Every entry is to be printed again precisely as given.

(Recorded data)

/---

PR #2390, opened 2026-02-20
Add support for passing a custom DataLoader to oneshot()

SorenDreano:
SUMMARY:
Adds a `dataloader` argument to the `oneshot` entrypoint.

Allow users to pass a pre-built PyTorch DataLoader directly via the `dataloader` parameter, bypassing the internal dataset-to-dataloader conversion. This is useful for custom data pipelines where users already have a prepared DataLoader and don't need get_calibration_dataloader().

Rather than using `self.dataloader = kwargs.pop("dataloader", None)`, we could also add a `dataloader` argument/attribute to `DatasetArguments` if you prefer.

TEST PLAN:
This change is fairly trivial, I made sure [https://github.com/vllm-project/llm-compressor/blob/main/examples/quantization_w4a16/README.md](https://github.com/vllm-project/llm-compressor/blob/main/examples/quantization_w4a16/README.md) could still run and that passing the DataLoader too:

```python
from transformers import AutoTokenizer, AutoModelForCausalLM

NUM_CALIBRATION_SAMPLES=512
MAX_SEQUENCE_LENGTH=2048

# Load dataset.
ds = load_dataset("HuggingFaceH4/ultrachat_200k", split=f"train_sft[:{NUM_CALIBRATION_SAMPLES}]")
ds = ds.shuffle(seed=42)

# Preprocess the data into the format the model is trained with.
def preprocess(example):
    return {"text": tokenizer.apply_chat_template(example["messages"], tokenize=False,)}
ds = ds.map(preprocess)

# Tokenize the data (be careful with bos tokens - we need add_special_tokens=False since the chat_template already added it).
def tokenize(sample):
    return tokenizer(sample["text"], padding=False, max_length=MAX_SEQUENCE_LENGTH, truncation=True, add_special_tokens=False)
ds = ds.map(tokenize, remove_columns=ds.column_names)

from llmcompressor.datasets import get_calibration_dataloader

dataset_args = DatasetArguments(
    dataset=ds,
)

dataloader = get_calibration_dataloader(dataset_args, tokenizer)

# Apply quantization.
oneshot(
    model=model, 
    recipe=recipe,
    dataloader=dataloader,
)

# Save to disk compressed.
SAVE_DIR = MODEL_ID.rstrip("/").split("/")[-1] + "-W4A16-G128"
```

This is the exact same code from the documentation, with the DataLoader built outside of the `oneshot` call (`dataloader = get_calibration_dataloader(dataset_args, tokenizer)`) and passed directly to `oneshot`.


SorenDreano:
I'll happily review Gemini's propositions (especially the docstring one) if you approve this new `dataloader` argument, depending on whether you prefer to add it to `DatasetArguments` or the way I did it with `pop()`.

brian-dellabetta:
Hi @SorenDreano , rather than adding a new field for `dataloader` can you instead expand the options so that a `torch.utils.data.DataLoader` type to be passed in as `dataset`, and skip the call to `get_calibration_dataset` if `isinstance(dataset, torch.utils.data.DataLoader)`? I think that keeps the API cleaner.

cc @HDCharles @kylesayrs if you disagree

SorenDreano:
It makes sense @brian-dellabetta , applied the changes in my latest commit. Let me know the way you prefer:
- separate dataloader argument
- separate dataloader argument in DatasetArgs
- dataset that can be a DataLoader

src/llmcompressor/args/dataset_arguments.py
```diff
@@ -101,12 +103,13 @@ class DatasetArguments(CustomDatasetArguments):
     arguments to be able to specify them on the command line
     """
 
-    dataset: str | None = field(
+    dataset: str | DataLoader | None = field(
```
brian-dellabetta: This was actually wrong before, we can update here too
```suggestion
    dataset: str | Dataset | DatasetDict | DataLoader | None = field(
```

src/llmcompressor/args/dataset_arguments.py
```diff
@@ -10,6 +10,10 @@
 from dataclasses import dataclass, field
 from typing import Callable
 
+from torch.utils.data import DataLoader
+
+from datasets import Dataset, DatasetDict
+
```
brian-dellabetta, line 15: To avoid these imports at runtime, we can wrap in an `if TYPE_CHECKING` loop:
```suggestion
from __future__ import annotations
from typing import Callable, TYPE_CHECKING

if TYPE_CHECKING:
    from torch.utils.data import DataLoader
    from datasets import Dataset, DatasetDict

```

src/llmcompressor/entrypoints/oneshot.py
```diff
@@ -182,9 +182,12 @@ def __call__(self):
...
 
-        calibration_dataloader = get_calibration_dataloader(
-            self.dataset_args, self.processor
-        )
+        if isinstance(self.dataset_args.dataset, DataLoader):
+            calibration_dataloader = self.dataset_args.dataset
+        else:
+            calibration_dataloader = get_calibration_dataloader(
+                self.dataset_args, self.processor
+            )
```
HDCharles: instead of handling this ad-hoc in Oneshot, better to extend the get_calibration_dataloader to handle both branches.

also that would keep the lower level logic away from this area which is a hotpath we'd like to keep highlevel

SorenDreano:
I moved the `isinstance` check as requested by @HDCharles 

Also, I corrected the typing of the function `get_calibration_dataloader` since it can just `return` in the case of calibration-free quantization.
Also, according to [PEP 8](https://peps.python.org/pep-0008/#programming-recommendations):

> Be consistent in return statements. Either all return statements in a function should return an expression, or none of them should. If any return statement returns an expression, any return statements where no value is returned should explicitly state this as return None, and an explicit return statement should be present at the end of the function (if reachable)

So I replaced the `return` by `return None` in `get_calibration_dataloader`

HDCharles (approved):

\---

— EXERCISE RESPONSE —
PR #2390, opened 2026-02-20
Add support for passing a custom DataLoader to oneshot()

SorenDreano:
SUMMARY:
Adds a `dataloader` argument to the `oneshot` entrypoint.

Allow users to pass a pre-built PyTorch DataLoader directly via the `dataloader` parameter, bypassing the internal dataset-to-dataloader conversion. This is useful for custom data pipelines where users already have a prepared DataLoader and don't need get_calibration_dataloader().

Rather than using `self.dataloader = kwargs.pop("dataloader", None)`, we could also add a `dataloader` argument/attribute to `DatasetArguments` if you prefer.

TEST PLAN:
This change is fairly trivial, I made sure [https://github.com/vllm-project/llm-compressor/blob/main/examples/quantization_w4a16/README.md](https://github.com/vllm-project/llm-compressor/blob/main/examples/quantization_w4a16/README.md) could still run and that passing the DataLoader too:

```python
from transformers import AutoTokenizer, AutoModelForCausalLM

NUM_CALIBRATION_SAMPLES=512
MAX_SEQUENCE_LENGTH=2048

# Load dataset.
ds = load_dataset("HuggingFaceH4/ultrachat_200k", split=f"train_sft[:{NUM_CALIBRATION_SAMPLES}]")
ds = ds.shuffle(seed=42)

# Preprocess the data into the format the model is trained with.
def preprocess(example):
    return {"text": tokenizer.apply_chat_template(example["messages"], tokenize=False,)}
ds = ds.map(preprocess)

# Tokenize the data (be careful with bos tokens - we need add_special_tokens=False since the chat_template already added it).
def tokenize(sample):
    return tokenizer(sample["text"], padding=False, max_length=MAX_SEQUENCE_LENGTH, truncation=True, add_special_tokens=False)
ds = ds.map(tokenize, remove_columns=ds.column_names)

from llmcompressor.datasets import get_calibration_dataloader

dataset_args = DatasetArguments(
    dataset=ds,
)

dataloader = get_calibration_dataloader(dataset_args, tokenizer)

# Apply quantization.
oneshot(
    model=model, 
    recipe=recipe,
    dataloader=dataloader,
)

# Save to disk compressed.
SAVE_DIR = MODEL_ID.rstrip("/").split("/")[-1] + "-W4A16-G128"
```

This is the exact same code from the documentation, with the DataLoader built outside of the `oneshot` call (`dataloader = get_calibration_dataloader(dataset_args, tokenizer)`) and passed directly to `oneshot`.


SorenDreano:
I'll happily review Gemini's propositions (especially the docstring one) if you approve this new `dataloader` argument, depending on whether you prefer to add it to `DatasetArguments` or the way I did it with `pop()`.

brian-dellabetta:
Hi @SorenDreano , rather than adding a new field for `dataloader` can you instead expand the options so that a `torch.utils.data.DataLoader` type to be passed in as `dataset`, and skip the call to `get_calibration_dataset` if `isinstance(dataset, torch.utils.data.DataLoader)`? I think that keeps the API cleaner.

cc @HDCharles @kylesayrs if you disagree

SorenDreano:
It makes sense @brian-dellabetta , applied the changes in my latest commit. Let me know the way you prefer:
- separate dataloader argument
- separate dataloader argument in DatasetArgs
- dataset that can be a DataLoader

src/llmcompressor/args/dataset_arguments.py
```diff
@@ -101,12 +103,13 @@ class DatasetArguments(CustomDatasetArguments):
     arguments to be able to specify them on the command line
     """
 
-    dataset: str | None = field(
+    dataset: str | DataLoader | None = field(
```
brian-dellabetta: This was actually wrong before, we can update here too
```suggestion
    dataset: str | Dataset | DatasetDict | DataLoader | None = field(
```

src/llmcompressor/args/dataset_arguments.py
```diff
@@ -10,6 +10,10 @@
 from dataclasses import dataclass, field
 from typing import Callable
 
+from torch.utils.data import DataLoader
+
+from datasets import Dataset, DatasetDict
+
```
brian-dellabetta, line 15: To avoid these imports at runtime, we can wrap in an `if TYPE_CHECKING` loop:
```suggestion
from __future__ import annotations
from typing import Callable, TYPE_CHECKING

if TYPE_CHECKING:
    from torch.utils.data import DataLoader
    from datasets import Dataset, DatasetDict

```

src/llmcompressor/entrypoints/oneshot.py
```diff
@@ -182,9 +182,12 @@ def __call__(self):
...
 
-        calibration_dataloader = get_calibration_dataloader(
-            self.dataset_args, self.processor
-        )
+        if isinstance(self.dataset_args.dataset, DataLoader):
+            calibration_dataloader = self.dataset_args.dataset
+        else:
+            calibration_dataloader = get_calibration_dataloader(
+                self.dataset_args, self.processor
+            )
```
HDCharles: instead of handling this ad-hoc in Oneshot, better to extend the get_calibration_dataloader to handle both branches.

also that would keep the lower level logic away from this area which is a hotpath we'd like to keep highlevel

SorenDreano:
I moved the `isinstance` check as requested by @HDCharles 

Also, I corrected the typing of the function `get_calibration_dataloader` since it can just `return` in the case of calibration-free quantization.
Also, according to [PEP 8](https://peps.python.org/pep-0008/#programming-recommendations):

> Be consistent in return statements. Either all return statements in a function should return an expression, or none of them should. If any return statement returns an expression, any return statements where no value is returned should explicitly state this as return None, and an explicit return statement should be present at the end of the function (if reachable)

So I replaced the `return` by `return None` in `get_calibration_dataloader`

HDCharles (approved):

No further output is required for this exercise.